Reaching "Critical Mass" In Middle East?

Part 1 -- The Slaughter

by DEBKAfile

22 June 2002

 

The slaughter of innocents inflicted on Israel this week by Palestinian murderers is unparalleled since the days of Nazi Germany. No longer are Israelis murdered singly; whole families are being wiped out while asleep, riding buses, celebrating.
The terror stalking every corner of the country lends the term holocaust a fearful, intimate meaning for the offspring of those who survived the Nazis and in 1948 founded a Jewish state and a national defense force, vowing that never again would Jewish children die defenseless.


This week, Israelis began accusing their government of violating this vow.


Of all governments, the administration headed by a fabled hardliner, Ariel Sharon, stands accused of abandoning the country to its fate. More particularly, it is the triumvirate he leads with his two Labor partners, defense minister Binyamin bin Eliezer and the co-author of the Oslo accords which brought Yasser Arafat back to the country, foreign minister Shimon Peres, that is in the popular dock.


None of the three confess to committing any political or tactical errors even when, during four days this week, 34 Israelis, 32 of them civilians and many children, died at the hands of Palestinian killers. Nothing the Sharon government has done is proving effective for stemming the slaughter; nor will it prevent the continuation of the killing next week, which is predicted by DEBKAfile’s intelligence sources.


Thursday night, June 20, a Palestinian broke into a house at Itamar, a settlement south of Nablus, murdered Rahel Shevo and her three children, Neria, 15, Tsvi, 12, Avishai, 5, and the security officer Yosef Tawito, who rushed to their rescue. Two more children of the Shevo family are fighting for their lives in hospital, as are two border guards.


Three weeks ago, Palestinian killers targeted the same settlement, shooting dead three 14-year old youths playing baseball. Their friend, who survived the attack, was blasted to his death Wednesday, June 19, by a huge charge detonated in the evening rush hour by another Palestinian terrorist at the French Hill intersection of north Jerusalem.


That atrocity claimed seven lives, among them 5-year old Gal Eizerman from Maaleh Adumim (See picture), and her grandmother, Noa Alon, 60, from Ofra, and left 30 injured.


The next day, Avraham Nehmad, 17, from Rishon Lezion, died after four months in a coma from the wounds he suffered in a Palestinian bombing attack in the religious quarter of Jerusalem. He never knew he was the eighth victim of the family to die in that single attack on a Bar Mitzva celebration in Jerusalem.


Tuesday, June 18, a Palestinian suicide bomber blew up a Jerusalem bus, killing 19 and injuring 52, most from shell-battered Gilo.
Saturday, June 22, 30 injured victims of the week’s carnage remain in hospital, 10 in critical condition.

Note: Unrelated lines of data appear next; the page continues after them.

PR #4122, opened 2024-08-24
Add option to hide scoreboard numbers

Pablete1234:
Useful for minigame servers where scoreboard numbers are always used purely for ordering purposes. Enabling the config makes it so 1.20.3+ clients will see the scoreboard without the red numbers on the right.

Tested on a 1.8 server with 1.21.1 client, both with the setting off and on, produces the expected results


FlorianMichael (approved):
Works and looks good.

kennytv (approved):

PR #244, opened 2023-02-17
New ConstraintWithPassthrough

mih:
Type annotation fixes and generally bring things into a more sensible, more documented, more tested state.


mih:
The failures are https://github.com/datalad/datalad-next/issues/245

Issue #245, opened 2023-02-17
"UNAUTHORIZED for url: http://localhost:8765/bearer', 401)"


mih:
This is popping up everywhere. I thought it is related to a malfunction of the public httpbin instance, but I can finally replicate it locally with the docker-based one.

```
FAILED ../commands/tests/test_download.py::test_download_new_bearer_token_nosave
```

It is *never* happening when this test runs in isolation, but always, when all of `test_download.py` run.

mih:
So what is happening seems to be this:

- It is sufficient to have `test_download_new_bearer_token` run before `test_download_new_bearer_token_nosave` to make the error appear.
- both tests operate on the same URL, hence same realm, hence the latter would pick up on any residual information left by the former
- however, `test_download_new_bearer_token` has a `finally:` clause that removes any resulting credential
- what is happening is that the secret seems to be successfully removed, but the rest remains available in the credential manager inside the auth handler. The causes a credential to be returned on query that has no token. Given that having a token in the request is the only condition for success, its absence explains the 401 error

PR #247, opened 2023-02-18
Improve legacy credential handling (and test it)

mih:
With this change, we can now communicate to users what credentials are legacy and behave different from others.

```
% datalad credentials
crcns(user_password ✗): (legacy-credential)
```

Retrieval and update handling are also improved. Importantly this is now tested (only 5 lines are missing in the entire code base; 99% coverage).
The key improvment is that users no longer have to provide type hints
for legacy credentials that are known via a "provider configuration.


mih:
Test failures are #245 (I will get to you!!)

PR #248, opened 2023-02-18
Only work for complete credentials in `DataladAuth`

### LINKED ISSUE #245: "UNAUTHORIZED for url: http://localhost:8765/bearer', 401)"

mih:
Previously, the last used credential matching a `realm` was used unconditionally. With this change all matching credentials are filtered to exclude any credentials without a secret set.

A secret might not be present for any reason (removed by an external process, or never set to begin with). Regardless of the cause for such an anomaly, such a credential can never work for authentication. Therefore, we exclude them immediately. Should no other credential matching a realm provide a secret, prompting for credential entry is attempted.

Closes #245

### DIFF
--- a/datalad_next/utils/requests_auth.py
+++ b/datalad_next/utils/requests_auth.py
@@ -122,11 +122,17 @@ class DataladAuth(requests.auth.AuthBase):
             # get a realm ID for this authentication scheme
             realm = get_auth_realm(url, auth_schemes, scheme=ascheme)
             # ask for matching credentials
-            creds = self._credman.query(
-                _sortby='last-used',
-                type=ctype,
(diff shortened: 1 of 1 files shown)


mih:
This fixed using broken credentials, but it does not make the CI green again.

mih:
This is progress, but #249 remains to be fixed.

PR #253, opened 2023-02-22
More `CredentialManager` RF

mih:
- Uniform means to determine a secret.
- Use those means in `set()` too
- Document oddities
- No change in behavior


mih:
Still #249 but otherwise fine.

All the Palestinian terrorist groups are eager to claim responsibility for these atrocities - from Arafat’s Fatah and its offshoots, to the Islamic Hamas and Jihad Islami and the PFLP which assassinated an Israeli cabinet minister, Rehavam Zeevi, last year.
Israelis find themselves trapped increasingly in a grim routine. Newscasts switched on everywhere sound more like funeral bulletins with accounts of bloodshed and the tales of horror pouring out until interrupted by breaking news of the next calamity.
In French Hill, acquaintances running into each other Friday, June 21, nodded silently, barely able to speak.


The big French Hill intersection is the location of bus stops and heavy traffic heading from central and southern Jerusalem to its northern suburbs, the Dead Sea, West Bank settlements and other points north, as well as a soldiers’ hitchhiking post.
Commonly described as the best-guarded junction in the country, it turned out after the bombing that only four police border guards officers were on duty without walkie-talkies. They communicated by shouting against the noise of roaring traffic. The Palestinian district of Beit Hanina is walking distance from the intersection. French Hill parks have been taken over by Palestinian youths from surrounding villages who vandalize property, menace local residents and maintain round-the clock surveillance of their movements.


In other words, four policemen at the French Hill intersection were the flimsy rampart thrown up against Palestinian terror assaults that are backed up by an efficient surveillance-intelligence system at one of the capital’s key intersections and a complete neighborhood.


This precarious situation is mirrored up and down Israeli areas abutting West Bank locations.


The ordinary Israeli asks himself why, after two years of spiraling Palestinian terror, his government is still incapable of overcoming this chronic menace to himself and his family, why it is not fending off the Palestinians’ homicidal suicide onslaught.